How was the strategy of massive retaliation supposed to deter the USSR? Why did the Eisenhower administration favor this strategy?
In June 1950, war broke out when communist forces from North Korea invaded South Korea. This war helped the Truman administration win acceptance for the increased military spending recommended in NSC 68. American troops under Gen. Douglas MacArthur were sent to Korea and quickly drove back the communist invaders. When Truman and MacArthur attempted to liberate North Korea from communism, however, China entered the war.
The Korean War soon bogged down into a bloody stalemate, which eventually cost more than 50,000 American lives and undermined Truman's popularity before the original boundary between North and South Korea was re-established in 1953.
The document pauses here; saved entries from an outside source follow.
PR #25, opened 2024-10-02
PB-903 Endpoints for Attribution and Dataset

asteiner-swisstopo:
This is the follow-up PR to [the addition of endpoint `api/providers/{provider_id}`](https://github.com/geoadmin/service-control/pull/24).

Summary of changes:
1. 5 new GET endpoints:
   1. `api/providers`
   2.  `api/attributions/{attribution_id}`
   3. `api/attributions`
   4. `api/datasets/{datasets_id}`
   5. `api/datasets`
6. Minor refactoring in `app/utils/language.py` to refer to the same constant, so we have only one place to change if we want to change the default language.

Example responses:

For `api/providers` ([specs](https://2zvidp4qyh.apidog.io/api-8828563))

```json
{
    "items": [
        {
            "id": 1,
            "name": "Office fédéral de l'environnement",
            "name_translations": {
                "de": "Bundesamt für Umwelt",
                "fr": "Office fédéral de l'environnement",
                "en": "Federal Office for the Environment",
                "it": "Ufficio federale dell'ambiente",
                "rm": "Uffizi federal per l'ambient",
            },
            "acronym": "OFEV",
            "acronym_translations": {
                "de": "BAFU",
                "fr": "OFEV",
                "en": "FOEN",
                "it": "UFAM",
                "rm": "UFAM",
            }
        }
    ]
}
```

For `api/attributions/123` ([specs](https://2zvidp4qyh.apidog.io/api-9150426)):

```json
{
    "id": 123,
    "name": "FOEN",
    "name_translations": {
        "de": "BAFU",
        "fr": "OFEV",
        "en": "FOEN",
        "it": "UFAM",
        "rm": "UFAM",
    },
    "description": "Federal Office for the Environment",
    "description_translations": {
        "de": "Bundesamt für Umwelt",
        "fr": "Office fédéral de l'environnement",
        "en": "Federal Office for the Environment",
        "it": "Ufficio federale dell'ambiente",
        "rm": "Uffizi federal per l'ambient",
    },
    "provider_id": 1,
}
```

For `api/attributions` ([specs](https://2zvidp4qyh.apidog.io/api-9150424)):

```json
{
    "items": [
        {
            "id": 1,
            "name": "OFEV",
            "name_translations": {
                "de": "BAFU",
                "fr": "OFEV",
                "en": "FOEN",
                "it": "UFAM",
                "rm": "UFAM",
            },
            "description": "Office fédéral de l'environnement",
            "description_translations": {
                "de": "Bundesamt für Umwelt",
                "fr": "Office fédéral de l'environnement",
                "en": "Federal Office for the Environment",
                "it": "Ufficio federale dell'ambiente",
                "rm": "Uffizi federal per l'ambient",
            },
            "provider_id": 2,
        }
    ]
}
```

For `api/datasets/123` ([specs](https://2zvidp4qyh.apidog.io/api-9156043)):

```json
{
    "id": 123,
    "slug": "ch.bafu.neophyten-haargurke",
    "created": "2023-09-26T12:39:29.964574Z",
    "updated": "2023-09-26T12:39:29.964574Z",
    "provider_id": 1,
    "attribution_id": 2,
}
```

For `api/datasets` ([specs](https://2zvidp4qyh.apidog.io/api-9156026)):

```json
{
    "items": [{
        "id": 123,
        "slug": "ch.bafu.neophyten-haargurke",
        "created": "2023-09-26T12:39:29.964574Z",
        "updated": "2023-09-26T12:39:29.964574Z",
        "provider_id": 1,
        "attribution_id": 2,
    }]
}
```


app/provider/api.py
```diff
@@ -7,12 +7,39 @@
...
 
 from .models import Provider
+from .schemas import ProviderListSchema
 from .schemas import ProviderSchema
 from .schemas import TranslationsSchema
 
 router = Router()
 
 
+def to_response(model: Provider, lang: LanguageCode) -> ProviderSchema:
```
msom, line 17: might name it `provider_to_response` for consistency

msom (approved):
Looks good,  only some optional remarks. I like your clean code and good test coverage!

app/distributions/api.py
```diff
@@ -0,0 +1,149 @@
...
+    Get all attributions, return translatable fields in the given language.
+
+    For more details on how individual attributions are returned, see the
+    corresponding endpoint for a specific attribution.
+    """
+    models = Attribution.objects.order_by("id").all()
+    lang_to_use = get_language(lang, request.headers)
+
+    responses = [attribution_to_response(model, lang_to_use) for model in models]
+    return AttributionListSchema(items=responses)
```
schtibe, line 112: Is it necessary to explicitly call the Schema-Serializer? From the [docs](https://django-ninja.dev/tutorial/other/crud/#list-of-objects) it seems that you could only return the list and let Ninja handling the Serialization?

app/distributions/schemas.py
```diff
@@ -0,0 +1,30 @@
...
+    id: str
+    name: str
+    name_translations: TranslationsSchema
+    description: str
+    description_translations: TranslationsSchema
+    provider_id: str
+
+
+class AttributionListSchema(Schema):
+    items: list[AttributionSchema]
```
schtibe, line 17: I wonder if this could directly be a list instead of being nested in items (but it's done like specified in apidog) cc @boecklic

app/distributions/schemas.py
```diff
@@ -0,0 +1,30 @@
...
+    id: str
+    slug: str
+    created: datetime
+    updated: datetime
+    provider_id: str
+    attribution_id: str
+
+
+class DatasetListSchema(Schema):
+    items: list[DatasetSchema]
```
schtibe, line 30: See comment above

app/distributions/api.py
```diff
@@ -0,0 +1,149 @@
...
+            en=model.description_en,
+            it=model.description_it,
+            rm=model.description_rm,
+        ),
+        provider_id=str(model.provider.id),
+    )
+    return response
+
+
+@router.get("attributions/{attribution_id}", response={200: AttributionSchema}, exclude_none=True)
```
schtibe, line 47: Doc says, `exclude_none=True` leads to exclusion of None fields. Does that mean that for instance `name_translations.it` would be omitted if empty? Does that even have an effect when we serialize manually (see comment below).
(Maybe I just don't understand Ninja well enough yet 😀)

app/schemas.py
```diff
@@ -0,0 +1,9 @@
+from ninja import Schema
+
+
+class TranslationsSchema(Schema):
```
schtibe, line 4: Maybe a better name for this could be something that indicates a Translated String? Since this is basically a string multiplied by N languages

app/distributions/api.py
schtibe: Ok I just saw from the tests that that's apparently what we want 😅

app/distributions/tests/test_api.py
```diff
@@ -0,0 +1,764 @@
...
+
+    def test_get_datasets_returns_single_dataset_as_expected(self):
+
+        provider = Provider.objects.create(acronym_de="BAFU")
+        attribution = Attribution.objects.create(
+            name_de="Kantone",
+            provider=provider,
+        )
+        model_fields = {
+            "slug": "ch.bafu.neophyten-haargurke",
```
schtibe, line 689: 😬

schtibe (approved):
Very nice, I just a have some clarification remarks, otherwise, good job!

app/distributions/tests/test_api.py
```diff
@@ -0,0 +1,764 @@
...
+            "name_it": "UFAM",
+            "name_rm": "UFAM",
+            "description_de": "Bundesamt für Umwelt",
+            "description_fr": "Office fédéral de l'environnement",
+            "description_en": "Federal Office for the Environment",
+            "description_it": "Ufficio federale dell'ambiente",
+            "description_rm": "Uffizi federal per l'ambient",
+            "provider": provider,
+        }
+        Attribution.objects.create(**model_fields)
```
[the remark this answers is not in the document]
asteiner-swisstopo: > Why not just `model = Attribution.objects.create(**model_fields)`?

Totally, that would be easier. Will fix.

> Also you might consider adding this to a setup function to avoid duplication of code (and also split test cases to endpoints)

Good point, I had also thought about it. I am not a fan of fixtures because I cannot see at a glance what the test does. Sometimes it's still a benefit when the setup is very long. So let me have another look, if it's duplicated often I can adapt it.

app/provider/api.py
asteiner-swisstopo: Good point, will fix.

app/distributions/api.py
asteiner-swisstopo: Good point, I originally wanted to do that. The thing is that we have it wrapped into the `items=[...]` keyword, so I need a Schema that spells this out.

Do you know what's the benefit of this `items`? It's in every example of [the API specs](https://2zvidp4qyh.apidog.io/api-9150424) but I am not sure what is its purpose.

app/distributions/api.py
```diff
@@ -0,0 +1,149 @@
...
+from .schemas import DatasetSchema
+
+router = Router()
+
+
+def attribution_to_response(model: Attribution, lang: LanguageCode) -> AttributionSchema:
+    """
+    Transforms the given model using the given language into a response object.
+    """
+    response = AttributionSchema(
```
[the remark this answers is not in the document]
asteiner-swisstopo: Not sure what you mean, this is not returning a list. This is to make sure that some special fields that depend on the language are filled with the correct value (here: "name" and "description"). We cannot just map fields from the model 1-1 on a schema.

Does that answer your question?

app/distributions/schemas.py
asteiner-swisstopo: I wondered the same, assumed it would serve a certain end as it's used in every example. :sweat_smile:

app/schemas.py
asteiner-swisstopo: :thinking: You are right to say that "translation" is a simplification, after all a "translation" could not only contain the translated text itself but also notes, a date, the translator's name etc. I find that in the given context, it is an acceptable simplification to assume that
- translated string
- == translated text
- == translation

I don't like using "string" in the name here, too implementation-specific. If you have another good suggestion let me know, otherwise I would propose to stick with "translations" for brevity.

app/distributions/tests/test_api.py
asteiner-swisstopo: 🦠

app/schemas.py
schtibe: OK for me. I was rather thinking in the direction of it could be a TranslatedList or TranslatedAnything but maybe that's too far fetched.

app/distributions/api.py
schtibe: I guess the way would be to return a dict like so

```
return {"items": responses}
```

Since you specify `AttributionListSchema` in the function decorator my assumption is that Ninja takes care of actually schema-ify the data afterwards.

app/distributions/api.py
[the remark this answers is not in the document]
schtibe: I sort of mean the same as with my comment on the attributions GET endpoint (l 112).

The endpoint calls `attribution_to_response`  which converts the data explicitly into a `AttributionSchema`.
It returns it to the endpoint (`attribution()`) , which then returns it to Ninja.

When my assumption is correct, `attribution_to_response()` could only return a dict, which is then (through going to `attribution()`)  passed to Ninja, which could do the serialization.

boecklic (approved):
Nice!

app/distributions/api.py
asteiner-swisstopo: Ok, so I would suggest to keep the schema because
1. We might want to add more fields than just "items".
2. It validates that we give it a list. Otherwise we might give it some other other iterable by accident, like a set.

Concerns with that @schtibe?

schtibe:
Sorry, something that I've missed until now: it seems to be common practisce to use version numbers in the API URL, such as `/api/v0.1/providers`

app/distributions/api.py
schtibe: Not sure if we're still talking about the same thing 😅 I made a PR in your PR to demonstrate what I mean:
https://github.com/geoadmin/service-control/pull/27

schtibe (changes requested):

app/provider/api.py
```diff
@@ -7,12 +7,39 @@
...
 
 router = Router()
 
 
+def provider_to_response(model: Provider, lang: LanguageCode) -> ProviderSchema:
+    """
+    Transforms the given model using the given language into a response object.
+    """
+    response = ProviderSchema(
+        id=str(model.id),
```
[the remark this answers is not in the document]
asteiner-swisstopo: Well spotted!

Yes, the reason is that the numerical ID is something easy to start with (ID == private key of the corresponding record in the DB) but later probably we should have something else. The numerical ID has a security issue (you can guess other IDs) and it is not very self-describing. So either a cryptic UID or something even smarted would be a way to go.

I'll add a comment to the schema to make the point clear.

app/distributions/api.py
asteiner-swisstopo: Ok, discussed this in person and left a [conclusion in the corresponding PR](https://github.com/geoadmin/service-control/pull/27#issuecomment-2399904098). I apply the relevant changes here.

app/provider/api.py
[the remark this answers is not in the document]
asteiner-swisstopo: For the record, we agreed that setting those ID fields to `int` would more properly reflect the current state. We can still change it later to `str`.

schtibe (approved):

In 1952 Americans elected World War II hero Dwight D. Eisenhower as President. Eisenhower changed American Cold War policy by implementing the "New Look," which relied overwhelmingly on nuclear weapons and the threat of massive retaliation, or mutually assured destruction (MAD) to intimidate the USSR. This policy was also known as deterrence. Eisenhower, along with his Secretary of State, John Foster Dulles, believed that nuclear weapons were much less expensive than conventional armies, and that instilling fear and uncertainty in Soviet leaders was the best strategy to resist communist expansion. They were willing to engage in an arms race with the USSR in order to prevent any expansion of Soviet power.
Soviet Premier Josef Stalin died in 1953 and was succeeded two years later by Nikita Khrushchev. Stalin's death gave some Americans hope that the U.S. would be able to negotiate with the new Soviet leader. Near the end of his second term in office, Eisenhower searched for a means to reduce the danger and expense of the Cold War. A summit meeting scheduled for 1960 between the president and Soviet Premier Nikita Khrushchev was canceled after the Soviets shot down an American U-2 spy plane, and the U.S. refused to apologize for spying on Soviet military bases. In his farewell address to the nation as president, Eisenhower famously warned against the tremendous influence of the "military-industrial complex" in American politics.